That was my only question. Thank you. Have a great day. Thanks, Greg.
Moving on, we'll hear from Christopher Turner with JP Morgan.
Good morning, Chris. Good
morning, Ben and
Bob. Increasing transmission investment is a little bit of a newer theme for you guys or kind of a return to maybe an older theme. Just wondering if there's higher risk to this plan due to size of projects being larger or regulatory approvals that are needed here. I know your renewable investments really tail off in the next two or three years, but I guess to the degree that you're successful here, is there kind of upside to those renewables numbers?
Two parts to the question. I guess the last part, we don't have any renewables scheduled because we try to sync up those renewables, that renewable portfolio with our IRP plans. As you know, Chris, we expect to retire coal plants in the mid-20s, and that's when this next round of renewables, which will be very significant, will come through. One of the benefits we've had with our Steel for Fuel program is we've created headroom on the consumer bills to do more investment in grid infrastructure. The investment we're talking about, Chris, isn't really going to require the regulatory approval because it's not the big transmission lines I referred to when I said we're getting the band back together again. This is asset health, this is reliability, and this is to support some of the renewables that we already have out there.
Okay. That's good to hear. Then the, I guess, incremental one billion of equity needs are technically over the five-year plan. Can you kind of give us a sense as to the timing and safety structure of that within the five-year range?
Yeah, Chris, in my prepared remarks, I mentioned we'd probably do it over the next three years. Historically, the company has looked at a bunch of different products. We've used ATM programs, we've used block deals in the past. I think we look at a various mix of products. I think it'll come in, obviously, more than one offering. I just think we'll be measured and we'll be able to figure about it and we'll be, we'll execute it in line with our cash needs as we look forward over the next three years.
Okay. Thanks for that,
guys. Thank you. Next up, we'll take a question from Ali Agha with SunTrust Robinson in Humphrey.
Thank you. Good morning. Hey, good morning. Good morning. I may have missed it right at the opening, but when you look at that $22 billion five-year capex, obviously, you roll forward, so it's not apples to apples with your last five years. But even for the years that are completed in both, what's the main sort of upside to the numbers? And in the past, you've talked about your base plan and then you've laid out, quantified your upside plan, et cetera. This time, it looks like everything is in one plan. So are all of these projects now approved and ready to go or are there certain placeholders in this $22 billion number?

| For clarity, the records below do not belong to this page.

PR #63, opened 2024-02-19
Karel/lmb 115 create bestuursorgaan

Rahien:
image


ruben-bottu:
Reminder that this branch should also be checked out in the backend

app/controllers/organen/beheer/new.js
```diff
@@ -0,0 +1,24 @@
...
+  }
+
+  @action
+  cancel() {
+    this.router.transitionTo('mandatenbeheer.bestuursorganen');
+  }
+
+  @action
+  onCreate({ instanceId }) {
+    this.router.transitionTo('mandatenbeheer.bestuursorganen.edit', instanceId);
```
ruben-bottu, line 22: These need to transition to the new routes, error: `The route mandatenbeheer.bestuursorganen.edit was not found`

Rahien: well spotted!

ruben-bottu (approved):

PR #64, opened 2024-02-20
LMB-120 Bestuursorgaan page

bfidlers:
This should cover everything from LMB-120


app/components/organen/inactive-orgaan-table.hbs
```diff
@@ -0,0 +1,31 @@
...
+  <t.content as |c|>
+    <c.header>
+      <AuDataTableThSortable
+        @field="naam"
+        @currentSorting={{@sort}}
+        @label="Naam"
+      />
+      <th>Aantal leden</th>
+      <th>Oprichtingsdatum</th>
+      <th>Einddatum</th>
```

I think for the most part, this is stuff we know we can execute on, Ali. As I've mentioned on what the previous call, the transmission and distribution spend, those are things that are really in the normal course of business. And we have a lot of opportunities to invest in our grid. I've always said, as you know, that those sorts of investments are always capped at the willingness for the consumer to pay. So to the extent we can do things like steel for fuel and our efficiency initiatives and take advantage of falling commodity prices, you create that headroom. So we're quite confident in the $22 billion. I think your second part was, and correct me if I'm wrong, you wanted to know about the upsides in the capital forecast?
Yeah, I guess, too, there was kind of two parts. Well, one, in your existing $22 billion, what has gone up versus what you were thinking when you at last put out your capex? And then this time, you don't have a base case, upside case. So is everything now all in one plan?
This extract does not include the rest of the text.